I cant join the alliance yet, my embassy isn't up to the required level. Wont take long though.


----------



## finallyanameica

handicap7 said:


> Ok i have decided that i am going to move my capital to the DW islands. My last encounter with a superior force showed me how easily as an individual i can be attacked by 1 high ranking member, god knows what would happen if we were at war with them all!!!


This is the issue I'm facing atm. I have one town on a DWI, but my other 3 are like 14 hours away! However, I simply have too much invested in them to move them. 
Seems like my only options are : a) hope (!!) that we dont go to war as if we do and its with a half way decent allance, I'm screwed! or b) Break down my small town on DWI and move it to an island near my other towns and change alliances.

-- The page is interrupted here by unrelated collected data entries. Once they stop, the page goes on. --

PR #4231, opened 2024-11-15
Registry aliasing

Syst3ms:
Adds a small API to add aliases to registries, useful for when mods want to change IDs without losing compatibility with existing saves, and without having to resort to datafixer hacks.

The API just consists of a new `FabricRegistry` interface, implemented on all Registry instances via interface injection, with an `addAlias` method.


fabric-registry-sync-v0/src/main/java/net/fabricmc/fabric/mixin/registry/sync/SimpleRegistryMixin.java
```diff
@@ -88,6 +91,19 @@ public abstract class SimpleRegistryMixin<T> implements MutableRegistry<T>, Rema
 	@Shadow
 	@Final
 	private Map<RegistryKey<T>, RegistryEntry.Reference<T>> keyToEntry;
+	@Shadow
+	@Final
+	private RegistryKey<? extends Registry<T>> key;
+	@Unique
+	private Event<RegistryEntryAddedCallback<T>> fabric_addObjectEvent;
```
modmuss50: Nit: no need for `fabric_` prefix when using @Unique.

modmuss50: Ah, scrolled down and seen this is existing code, so leave as is. Can be cleaned up in a seperate PR later if anyone cares enough.

fabric-registry-sync-v0/src/main/java/net/fabricmc/fabric/mixin/registry/sync/SimpleRegistryMixin.java
```diff
@@ -124,19 +132,21 @@ public Event<RegistryIdRemapCallback<T>> fabric_getRemapEvent() {
...
+						callback.onEntryAdded(rawId, id, object);
+					}
 				}
-			}
 		);
-		fabric_postRemapEvent = EventFactory.createArrayBacked(RegistryIdRemapCallback.class,
-			(callbacks) -> (a) -> {
-				for (RegistryIdRemapCallback<T> callback : callbacks) {
-					callback.onRemap(a);
+		fabric_postRemapEvent = EventFactory.createArrayBacked(
```
modmuss50: Has anything changed here? If not try not to reformat existing unrelated code.

fabric-registry-sync-v0/src/main/java/net/fabricmc/fabric/mixin/registry/sync/SimpleRegistryMixin.java
```diff
@@ -382,4 +401,104 @@ public void unmap(String name) throws RemapException {
...
+			throw new IllegalArgumentException(
+					"Tried adding %s as an alias for %s, but it is already an alias (for %s) in registry %s".formatted(
+							old,
+							newId,
+							fabric_aliases.get(old),
+							this.key
+					)
+			);
+		} else if (this.idToEntry.containsKey(old)) {
+			throw new IllegalArgumentException(
```
modmuss50, line 435: Question/thing to check: Make sure that it also throws if you try to register something after an alias.

fabric-registry-sync-v0/src/test/java/net/fabricmc/fabric/test/registry/sync/RegistryAliasTest.java
```diff
@@ -0,0 +1,92 @@
...
+	private static final Identifier NEW_ID = id("new");
+	private static final Identifier OTHER = id("other");
+
+	@BeforeAll
+	static void beforeAll() {
+		long time = System.currentTimeMillis();
+		SharedConstants.createGameVersion();
+		Bootstrap.initialize();
+
+		System.out.println("Bootstrap took " + (System.currentTimeMillis() - time) + "ms");
```
modmuss50: My fault for this, remove this timer, I was just intrested in how long this took and forgot to take it out.

fabric-registry-sync-v0/src/main/java/net/fabricmc/fabric/mixin/registry/sync/SimpleRegistryMixin.java
```diff
@@ -382,4 +401,104 @@ public void unmap(String name) throws RemapException {
...
+		if (fabric_aliases.containsKey(old)) {
+			throw new IllegalArgumentException(
+					"Tried adding %s as an alias for %s, but it is already an alias (for %s) in registry %s".formatted(
+							old,
+							newId,
+							fabric_aliases.get(old),
+							this.key
+					)
+			);
+		} else if (this.idToEntry.containsKey(old)) {
```
modmuss50: Codestyle nit: `else` is useless here. Just have seperate if statements.

fabric-registry-sync-v0/src/main/java/net/fabricmc/fabric/mixin/registry/sync/SimpleRegistryMixin.java
```diff
@@ -382,4 +401,104 @@ public void unmap(String name) throws RemapException {
...
+			// that doesn't already fall under the first condition
+			throw new IllegalArgumentException(
+					"Making %1$s an alias of %2$s would create a cycle, as %2$s is already an alias of %1$s (registry %3$s)".formatted(
+							old,
+							newId,
+							this.key
+					)
+			);
+		} else if (!this.idToEntry.containsKey(newId)) {
+			FABRIC_LOGGER.warn(
```
modmuss50, line 456: Question: Is there ever a use case where we want this?

fabric-registry-sync-v0/src/main/java/net/fabricmc/fabric/mixin/registry/sync/SimpleRegistryMixin.java
```diff
@@ -382,4 +401,104 @@ public void unmap(String name) throws RemapException {
...
+			alias = fabric_aliases.get(alias);
+		}
+
+		return alias;
+	}
+
+	@Unique
+	private RegistryKey<T> getAliased(RegistryKey<T> key) {
+		Identifier aliased = getAliased(key.getValue());
+		return aliased == key.getValue() ? key : RegistryKey.of(key.getRegistryRef(), aliased);
```
modmuss50: Question for perf experts: Is the extra allocation a peformance concern here? Would it be better if we also had a Map<RegistryKey, RegistryKey> ?

fabric-registry-sync-v0/src/test/java/net/fabricmc/fabric/test/registry/sync/RegistryAliasTest.java
```diff
@@ -0,0 +1,92 @@
...
+import net.minecraft.Bootstrap;
+import net.minecraft.SharedConstants;
+import net.minecraft.registry.Registry;
+import net.minecraft.registry.RegistryKey;
+import net.minecraft.util.Identifier;
+
+import net.fabricmc.fabric.api.event.registry.FabricRegistryBuilder;
+
+public class RegistryAliasTest {
+	private static final RegistryKey<Registry<String>> testRegistryKey = RegistryKey.ofRegistry(id("test"));
```
modmuss50: I know you copied this from me, but I've already had new ideas on how to test registry related things. Its up to you, feel free to ingore this:

In https://github.com/FabricMC/fabric/pull/4235/files I created a new registry with a random ID in each test. Thus the test has no side effects or depedencies. In your case here it might be better to make the registry none static and register it with a random in a beforeEach?

There is nothing wrong with what you have here but we are still finding new ideas and better ways to use unit testing for stuff such as this.

fabric-registry-sync-v0/src/test/java/net/fabricmc/fabric/test/registry/sync/RegistryAliasTest.java
```diff
@@ -0,0 +1,92 @@
...
+
+		testRegistry = FabricRegistryBuilder.createSimple(testRegistryKey).buildAndRegister();
+
+		Registry.register(testRegistry, NEW_ID, "entry");
+		Registry.register(testRegistry, OTHER, "other");
+		testRegistry.addAlias(OBSOLETE_ID, NEW_ID);
+	}
+
+	private static Identifier id(String s) {
+		return Identifier.of("registry_sync_test", s);
```
modmuss50: Make this specific to this test class, see my newer registry related PR.

fabric-registry-sync-v0/src/test/java/net/fabricmc/fabric/test/registry/sync/RegistryAliasTest.java
```diff
@@ -0,0 +1,92 @@
...
+
+import net.minecraft.Bootstrap;
+import net.minecraft.SharedConstants;
+import net.minecraft.registry.Registry;
+import net.minecraft.registry.RegistryKey;
+import net.minecraft.util.Identifier;
+
+import net.fabricmc.fabric.api.event.registry.FabricRegistryBuilder;
+
+public class RegistryAliasTest {
```
modmuss50, line 39: I would also add a simple alais to a block or item in a testmod, maybe with a system prop or constant that can be changed to populate a world with the old item/block?

fabric-registry-sync-v0/src/main/java/net/fabricmc/fabric/mixin/registry/sync/SimpleRegistryMixin.java
```diff
@@ -382,4 +401,104 @@ public void unmap(String name) throws RemapException {
...
+	}
+
+	@WrapMethod(method = "get(Lnet/minecraft/registry/RegistryKey;)Ljava/lang/Object;")
```
modmuss50: Defering to @LlamaLad7 to review these mixins, with a note that peformance is likely a concern here.

fabric-registry-sync-v0/src/main/java/net/fabricmc/fabric/mixin/registry/sync/SimpleRegistryMixin.java
```diff
@@ -382,4 +401,104 @@ public void unmap(String name) throws RemapException {
...
+		} else if (!this.idToEntry.containsKey(newId)) {
+			FABRIC_LOGGER.warn(
+					"Adding {} as an alias for {}, but the latter doesn't exist in registry {}",
+					old,
+					newId,
+					this.key
+			);
+		}
+
+		fabric_aliases.put(old, newId);
```
modmuss50: Nit: A debug log for each alias might be handy

modmuss50 (commented):
Looks like a great start, nothing drastic stands out.

fabric-registry-sync-v0/src/main/java/net/fabricmc/fabric/mixin/registry/sync/SimpleRegistryMixin.java
Syst3ms: No, nothing changed, I'll try to undo reformatting later

fabric-registry-sync-v0/src/test/java/net/fabricmc/fabric/test/registry/sync/RegistryAliasTest.java
Syst3ms: That sounds like a good idea, I'll take a look.

fabric-registry-sync-v0/src/main/java/net/fabricmc/fabric/mixin/registry/sync/SimpleRegistryMixin.java
Syst3ms: What do you mean? EDIT: nvm i understand, I'm not checking for the other way around rn

fabric-registry-sync-v0/src/main/java/net/fabricmc/fabric/mixin/registry/sync/SimpleRegistryMixin.java
Syst3ms: I was thinking something like "the new id may not be in the registry, but if it is, we want aliasing", for example with dynamic registries? can go either way, it's not hard to check on the modder side if necessary

fabric-registry-sync-v0/src/main/java/net/fabricmc/fabric/mixin/registry/sync/SimpleRegistryMixin.java
```diff
@@ -382,4 +401,104 @@ public void unmap(String name) throws RemapException {
...
+			);
+		} else if (!this.idToEntry.containsKey(newId)) {
+			FABRIC_LOGGER.warn(
+					"Adding {} as an alias for {}, but the latter doesn't exist in registry {}",
+					old,
+					newId,
+					this.key
+			);
+		}
+
```
modmuss50, line 463: Was thinking last night, also add a call to `assertNotFrozen`

fabric-registry-sync-v0/src/main/java/net/fabricmc/fabric/api/event/registry/FabricRegistry.java
```diff
@@ -0,0 +1,41 @@
...
+public interface FabricRegistry {
+	/**
+	 * Adds an alias for an entry in this registry. Once added, all queries to this registry that refer to the {@code old}
+	 * {@link Identifier} will be redirected towards {@code newId}. This is useful if a mod wants to change an ID without
+	 * breaking compatibility with existing worlds.
+	 * @param old the {@link Identifier} that will become an alias for {@code newId}
+	 * @param newId the {@link Identifier} for which {@code old} will become an alias
+	 */
+	default void addAlias(Identifier old, Identifier newId) {
+		// implemented via mixin
```
modmuss50: Nit: Throw, if you call this you expect it to work.

modmuss50 (approved):

fabric-registry-sync-v0/src/testmod/java/net/fabricmc/fabric/test/registry/sync/RegistryAliasTest.java
```diff
@@ -0,0 +1,69 @@
...
+import net.minecraft.registry.Registry;
+import net.minecraft.registry.RegistryKey;
+import net.minecraft.registry.RegistryKeys;
+import net.minecraft.util.Identifier;
+
+import net.fabricmc.api.ModInitializer;
+
+public class RegistryAliasTest implements ModInitializer {
+	private static final Logger LOGGER = LogUtils.getLogger();
+	public static final boolean USE_OLD_IDS = Boolean.parseBoolean(System.getProperty("fabric.registry.sync.test.alias.use_old_ids", "true"));
```
modmuss50, line 36: Nit: Boolean.getBoolean

modmuss50: Or not, this defaults to true unlike getBoolean.

fabric-registry-sync-v0/src/main/java/net/fabricmc/fabric/mixin/registry/sync/SimpleRegistryMixin.java
apple502j: `RegistryKey` is interned, so not a concern.

fabric-registry-sync-v0/src/main/java/net/fabricmc/fabric/mixin/registry/sync/SimpleRegistryMixin.java
Earthcomputer: It would probably be better to use `@ModifyVariable(at = @At("HEAD"), argsOnly = true)` to modify the parameter rather than wrapping the method.

fabric-registry-sync-v0/src/main/java/net/fabricmc/fabric/mixin/registry/sync/SimpleRegistryMixin.java
```diff
@@ -382,4 +414,112 @@ public void unmap(String name) throws RemapException {
...
+		aliases.put(old, newId);
+		FABRIC_LOGGER.debug("Adding alias {} for {} in registry {}", old, newId, this.key);
+	}
+
+	@Unique
+	private Identifier getAliased(Identifier id) {
+		Identifier alias = id;
+
+		while (aliases.containsKey(alias)) {
+			alias = aliases.get(alias);
```
Earthcomputer: You can use the fact that `get` returns `null` if the key is absent to avoid doing two map lookups. However I am thinking for performance reasons, the map should point directly to the final ID so you don't have to walk it. The hard work to "flatten" the map could be done in `addAlias` which hopefully doesn't get called as often.

fabric-registry-sync-v0/src/main/java/net/fabricmc/fabric/mixin/registry/sync/SimpleRegistryMixin.java
LlamaLad7: Sorry didn't get this ping for whatever reason, but I agree with Earth. It would also allow all the ones which have the same parameter type to be merged into 1 handler.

I'm still undecided, but all this talk of wars etc recently is swaying me! At the end of the day though, if we continue to grow in size and continue to attack people who pillage a member in numbers then at some point war is going to be inevitable and I'm going to get squashed! :doublesho


----------



## CharlyLou

finallyanameica said:


> This is the issue I'm facing atm. I have one town on a DWI, but my other 3 are like 14 hours away! However, I simply have too much invested in them to move them.
> Seems like my only options are : a) hope (!!) that we dont go to war as if we do and its with a half way decent allance, I'm screwed! or b) Break down my small town on DWI and move it to an island near my other towns and change alliances.
> 
> I'm still undecided, but all this talk of wars etc recently is swaying me! At the end of the day though, if we continue to grow in size and continue to attack people who pillage a member in numbers then at some point war is going to be inevitable and I'm going to get squashed! :doublesho


Why don't you get your stuff from your other 3 islands over to someone who is on the DWI's and once your over here you can have your stuff back.

That goes for the rest of you guyz that are not on DWI's.


----------



## JamesGarner

Id love to relocate to the DWI's but im far to established now 
ive put quite a few hundred thousand into the resourses 

i abandond my sulpher island and moved to my marble island and it took 3 days so christ know how long it would take to relocate 4 big colonys half way across the map
i filled 3 lvl 10 warehouses to the brim in the process

when i go for my 5th colony (probably a way off yet) ill probly start moving and hopefully bring a nice big army with me


----------



## CharlyLou

When pillaging other people and your Combat Report is highlighted red - what does this mean? 

There is no report as such just you v the person you pillaged.


----------



## Dopey

Its the weekend anyone fancy a little pillaging war?

I have been looking at this guy

ZugZug02 Atitia[84:50] 1 hour 40 mins away

Info

[TPK]	ThePirateKings
Members:	9
Short description:	We are The Pirate Kings! We take what we can and give nothing back. When our Pirate Brethren are attacked, we stand up together and show no mercy, because dead men tell no tales.
Placement:	118 (138,470)

Edit to say.... Ohh Arr me heartys.... Arrrrr


----------



## Stan

what you like about this guy, or have you been sending out spies.


----------



## alanjo99

Dopey said:


> Its the weekend anyone fancy a little pillaging war?
> 
> I have been looking at this guy
> 
> ZugZug02 Atitia[84:50] 1 hour 40 mins away


I'm up for it - currently got 100 units out pilaging 8 towns - give me an hour or two - and I'm in !

What time is kick off ?


----------



## Dopey

Ok how about 2morow 12 o/c then? (Sunday) 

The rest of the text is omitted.